**What to produce**
Reproduce the listing below word for word.

**Information given**
PR #23, opened 2022-04-23
fix debugging on windows

AlmarAubel:
Because debugger is running within vscode without using a the powershell shell we need to bypass the drive letter fix while debugging.

This will fix the issue mentiond in #15

### DIFF
--- a/package.json
+++ b/package.json
@@ -2,7 +2,7 @@
   "name": "vitest-explorer",
   "displayName": "Vitest",
   "description": "Run and debug Vitest test cases",
-  "version": "0.1.18",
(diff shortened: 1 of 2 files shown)


package.json
```diff
@@ -2,7 +2,7 @@
   "name": "vitest-explorer",
   "displayName": "Vitest",
   "description": "Run and debug Vitest test cases",
-  "version": "0.1.18",
+  "version": "0.1.19",
```
zxch3n, line 5: This change is not necessary

zxch3n:
Great. It works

**Solution for this exercise**
PR #23, opened 2022-04-23
fix debugging on windows

AlmarAubel:
Because debugger is running within vscode without using a the powershell shell we need to bypass the drive letter fix while debugging.

This will fix the issue mentiond in #15

### DIFF
--- a/package.json
+++ b/package.json
@@ -2,7 +2,7 @@
   "name": "vitest-explorer",
   "displayName": "Vitest",
   "description": "Run and debug Vitest test cases",
-  "version": "0.1.18",
(diff shortened: 1 of 2 files shown)


package.json
```diff
@@ -2,7 +2,7 @@
   "name": "vitest-explorer",
   "displayName": "Vitest",
   "description": "Run and debug Vitest test cases",
-  "version": "0.1.18",
+  "version": "0.1.19",
```
zxch3n, line 5: This change is not necessary

zxch3n:
Great. It works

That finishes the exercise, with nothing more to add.